What’s most exciting right now is that this is the official launch season for Jump The Broom LLC. I recently transitioned to running the studio full-time, and we’re expanding our reach as a multi-state provider, now officially authorized to do business in Ohio and Florida, with Texas soon to follow. We’ve also just launched our Continuing Education division, with a series of live, virtual webinars scheduled for this fall for both HR professionals (SHRM) and social workers (NASW) on topics ranging from Trauma-Informed Leadership to professional resilience, all for continuing education credit for SHRM HR Professionals and Clinicians to maintain their licenses and certifications.

If you had to pick three qualities that are most important to develop, which three would you say matter most?

The most impactful skill in my journey has been learning to become ‘figuratively bilingual.’ I realized early on that the clinical world of social work and the corporate world of HR speak completely different languages. My success is built on my ability to be a translator. Being able to walk into a boardroom and reframe a deep clinical concept like ‘trauma’ into the language of business outcomes—like employee retention and profitability—is a superpower. It allows me to bring my social work values of healing and equity into rooms where they are desperately needed but often misunderstood.

My advice is to actively learn the ‘language’ of an adjacent field. If you’re a clinician, take a basic business or marketing course. If you’re in HR, read books on psychology. Step outside your professional silo. True innovation doesn’t happen by digging deeper into what you already know; it happens when you build a bridge between your expertise and someone else’s.

But I’ve found that the external skills are only half the battle. The other, more important piece is the internal mindset you have to cultivate. I also learned that 10% of people will love you no matter what, 10% will hate you no matter what, and the other 80% simply do not care to even think about you. There are people out here who literally hate me because I am Black. I cannot change that. Therefore, I love me, I choose me, I accept myself. I gravitate toward people who see me, value me, and appreciate me. I have chosen my tribe.

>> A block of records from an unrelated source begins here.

PR #1868, opened 2022-05-10
fix(authenticator): Only pass hub event when authenticator is in correct state

wlee221:
#### Description of changes

Instead of blindly accepting hub events and passing them to state machine, this PR adds a state check to ensure that the authenticator is in the correct state. 

This will prevent sending hub events (e.g. `tokenRefresh`) over and over when Authenticator is already handling it.

#### Refactor

`listenToAuthHub` now needs access to current state, so I refactored the signature to accept `authService`, which is a static context that provides access to `state` and `send`. I also abstracted out the default hub handler, and enabled other libraries to pass custom hub handler. This helps Angular because it has been using extra handling for change detection (see #1809).

#### Issue #, if available

Related to #1683.

#### Checklist

- [ ] PR description included
- [ ] `yarn test` passes
- [ ] Tests are updated

### DIFF
--- a/packages/angular/projects/ui-angular/src/lib/components/authenticator/components/authenticator/authenticator.component.ts
+++ b/packages/angular/projects/ui-angular/src/lib/components/authenticator/components/authenticator/authenticator.component.ts
@@ -12,6 +12,7 @@ import {
 } from '@angular/core';
 import {
   AuthenticatorMachineOptions,
+  defaultAuthHubHandler,
   listenToAuthHub,
   SocialProvider,
   translate,
@@ -66,7 +67,10 @@ export class AuthenticatorComponent
       formFields,
     } = this;
 
-    this.unsubscribeHub = listenToAuthHub((event) => {
+    const { authService } = this.authenticator;
+
+    this.unsubscribeHub = listenToAuthHub(authService, (data, service) => {
+      defaultAuthHubHandler(data, service);
       /**
        * Hub events aren't properly caught by Angular, because they are
        * synchronous events. Angular tracks async network events and
@@ -74,7 +78,6 @@ export class AuthenticatorComponent
        *
        * On any notable hub events, we run change detection manually.
        */
-      const state = this.authenticator.authService.send(event);
       this.changeDetector.detectChanges();
 
       /**
@@ -86,7 +89,6 @@ export class AuthenticatorComponent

When you choose yourself and embrace yourself, you will never lose.

What was the most impactful thing your parents did for you?

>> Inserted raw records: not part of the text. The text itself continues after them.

PR #1772, opened 2022-04-25
Merge flattened css into main branch

jacoblogan:
#### Description of changes
This pull request our current styles across react, angular, and vue to use flattened css selectors following the BEM styling syntax.  This is to produce a better experience for customers who are using css frameworks and tools.  By lowering our selector specificity it allows our customers to in turn use lower specificity selectors to overwrite our default styles.

- [x] PR description included
- [x] `yarn test` passes

By submitting this pull request, I confirm that my contribution is made under the terms of the Apache 2.0 license.

PR #1872, opened 2022-05-10
Remove is disabled

ErikCH:
#### Description of changes
Removing non-existant prop `isDisabled` on DOM element on View primitive.

Was causing this warning

image

Ran manually

#### Checklist

- [x] PR description included
- [x] `yarn test` passes

### DIFF
--- a/packages/react/src/primitives/View/View.tsx
+++ b/packages/react/src/primitives/View/View.tsx
@@ -27,7 +27,6 @@ const ViewPrimitive = <Element extends ElementType = 'div'>(
       'aria-label': ariaLabel,
       'data-testid': testId,
       disabled: isDisabled,
-      isDisabled: isDisabled,
       ref,
       style: propStyles,
       ...nonStyleProps,
--- a/.changeset/rude-wasps-hammer.md
+++ b/.changeset/rude-wasps-hammer.md
@@ -1,0 +1,5 @@
+---
+'@aws-amplify/ui-react': patch
+---
+
+Removed isDisabled prop, since it doesn't exist as an HTML element


packages/react/src/primitives/View/View.tsx
```diff
@@ -27,7 +27,6 @@ const ViewPrimitive = <Element extends ElementType = 'div'>(
       'aria-label': ariaLabel,
       'data-testid': testId,
       disabled: isDisabled,
-      isDisabled: isDisabled,
```
zchenwei, line 30: @jacoblogan Can you double check? - https://github.com/aws-amplify/amplify-ui/pull/1772/files#r865784417

zchenwei (commented):
LGTM! But would like to have @jacoblogan to double check this.

reesscot (approved):
LGTM

packages/react/src/primitives/View/View.tsx
reesscot: > this was added in because of the FieldGroupIconButton which is using the as property to render our primitive Button but the isDisabled flag was not being propagated down to the Button primitive.

I don't understand why this problem would show up after refactoring the CSS. Do you think this was a preexisting bug?

jacoblogan:
Yes this was a bug introduced with the css refactor, this was needed because of the `FieldGroupIconButton` which uses `as={Button}` to render the button but the view component was striping out the `isDisabled` prop so the final button being rendered was missing the disabled classes.

jacoblogan (approved):
Thanks for catching this, after discussing with @reesscot I'll create a follow up PR to move this check onto the Button component so that it doesn't get passed through to the underlying dom element.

The most impactful thing my parents did for me came in two very different forms. From my mother, who raised me as a single parent, the most impactful gift was her presence and resilience. She provided a consistent foundation of love and stability, no matter how difficult the circumstances. She modeled what it means to show up every single day, to be dependable, and to invest everything you have in someone’s potential. The safety and consistency I now strive to create for my own clients is a direct reflection of the foundation she built for me.

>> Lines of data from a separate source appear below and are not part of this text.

Issue #1795, opened 2022-04-28
Bug: PhoneNumber field dial code dropdown doesn't honor readonly prop


reesscot:
### Before creating a new issue, please confirm:

- [X] I have [searched for duplicate or closed issues](https://github.com/aws-amplify/amplify-ui/issues?q=is%3Aissue+) and [discussions](https://github.com/aws-amplify/amplify-ui/discussions).
- [X] I have read the guide for [submitting bug reports](https://github.com/aws-amplify/amplify-ui/blob/main/CONTRIBUTING.md#bug-reports).

### On which framework/platform are you having an issue?

React

### Which UI component?

Other

### How is your app built?

N/A

### Please describe your bug.

When PhoneNumberField has prop `isReadOnly={true}`, dial code dropdown can still be edited:
![2022-04-28 16 31 54](https://user-images.githubusercontent.com/6165315/165863935-dbe42ee6-5f94-4d67-bda3-d1cc9a9678f7.gif)

### What's the expected behaviour?

When PhoneNumberField has prop `isReadOnly={true}`, dial code dropdown should NOT be changeable.

### Help us reproduce the bug!

See:
https://ui.docs.amplify.aws/components/phonenumberfield#states

### Code Snippet

```typescript
// Put your code below this line.

```

reesscot:
Further research on this issue shows that this is due to the [HTML select](https://developer.mozilla.org/en-US/docs/Web/HTML/Element/select) element not supporting the `readonly` property. Need to do further research on whether this is something we want to try to address outside of the HTML spec.

PR #1878, opened 2022-05-11
bug(fix): PhoneNumberField does not honor readonly prop

joebuono:
#### Description of changes

This PR address [this issue](https://github.com/aws-amplify/amplify-ui/issues/1795): "PhoneNumberField dial code dropdown doesn't honor readonly prop"

As a result of these changes, if the `isReadOnly` prop is passed to the `PhoneNumberField`:
- The `CountryCodeSelect` primitive is marked with the `aria-disabled=“true”` attribute. The reason we’re not marking it with `aria-readonly=“true”` is because that does not cause screen readers to announce anything to customers. @hbuchel 
- All the options in the `CountryCodeSelect` are marked with the `disabled` attribute because the select field should still be readable and focusable, but disallow changing the readonly selection. 
- Form data is still submitted if the `isReadOnly` prop is passed. 

readonlygif

#### Issue #, if available

Fixes https://github.com/aws-amplify/amplify-ui/issues/1795

Ran the docs locally and wrote some unit tests. 

#### Checklist

- [X] PR description included
- [X] `yarn test` passes
- [X] Tests are updated

### DIFF
--- a/packages/react/src/primitives/PhoneNumberField/CountryCodeSelect.tsx
+++ b/packages/react/src/primitives/PhoneNumberField/CountryCodeSelect.tsx
@@ -12,6 +12,7 @@ const CountryCodeSelectPrimitive: Primitive<CountryCodeSelectProps, 'select'> =
     const countryCodeOptions = React.useMemo(
       () =>
         dialList.map((dialCode) => (
+          // Regarding the `disabled` attribute, see comment in SelectField below
           <option key={dialCode} value={dialCode} disabled={isReadOnly}>
             {dialCode}
           </option>
@@ -21,6 +22,10 @@ const CountryCodeSelectPrimitive: Primitive<CountryCodeSelectProps, 'select'> =
 
     return (
       <SelectField
+        /*
+          Since <select> elements do not support the `readonly` html attribute, it is suggested to use the `disabled` html attribute 
+          so that a screen reader will announce something to the user about the interactivity of the options list ( https://developer.mozilla.org/en-US/docs/Web/HTML/Attributes/readonly)
+        */
         aria-disabled={isReadOnly}
         autoComplete="tel-country-code"
         className={classNames(ComponentClassNames.CountryCodeSelect, className)}
--- a/packages/react/src/primitives/PhoneNumberField/CountryCodeSelect.tsx
+++ b/packages/react/src/primitives/PhoneNumberField/CountryCodeSelect.tsx
@@ -7,20 +7,21 @@ import { CountryCodeSelectProps, Primitive } from '../types';
 import { SelectField } from '../SelectField';
 
 const CountryCodeSelectPrimitive: Primitive<CountryCodeSelectProps, 'select'> =
-  ({ className, dialCodeList, ...props }, ref) => {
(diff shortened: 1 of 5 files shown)


0618 (approved):

jacoblogan (approved):
LGTM

packages/react/src/primitives/PhoneNumberField/CountryCodeSelect.tsx
```diff
@@ -7,20 +7,21 @@ import { CountryCodeSelectProps, Primitive } from '../types';
...
 
 const CountryCodeSelectPrimitive: Primitive<CountryCodeSelectProps, 'select'> =
-  ({ className, dialCodeList, ...props }, ref) => {
+  ({ className, dialCodeList, isReadOnly, ...props }, ref) => {
     const dialList = dialCodeList ?? countryDialCodes;
     const countryCodeOptions = React.useMemo(
       () =>
         dialList.map((dialCode) => (
-          <option key={dialCode} value={dialCode}>
+          <option key={dialCode} value={dialCode} disabled={isReadOnly}>
```
reesscot, line 15: Should we add a comment of why we are mapping disabled to isReadOnly? We will wonder later on.

packages/react/src/primitives/PhoneNumberField/CountryCodeSelect.tsx
```diff
@@ -7,20 +7,21 @@ import { CountryCodeSelectProps, Primitive } from '../types';
...
             {dialCode}
           </option>
         )),
-      [dialList]
+      [dialList, isReadOnly]
     );
 
     return (
       <SelectField
+        aria-disabled={isReadOnly}
```
reesscot, line 24: Same here, I think there should be a comment on why this is more accessible.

My father’s impact was different. He struggled with alcoholism and narcissism, which I’ve come to understand as illnesses that prevented him from being the parent he could have been. For a long time, his absence was a source of pain.

But through my own journey of healing and my training as a therapist, I learned to reframe that experience. The most impactful thing he did for me was entirely unintentional. He gave me two profound gifts:

First, his struggles fueled my passion for understanding trauma and healing, which is now the foundation of my life’s work.

Second, he provided me with the clearest possible blueprint of how not to conduct myself as a man, a professional, and a member of my community.

I am genuinely grateful for both lessons. My mother taught me what to do, and my father showed me what to avoid. They are both a part of the bedrock of who I am today.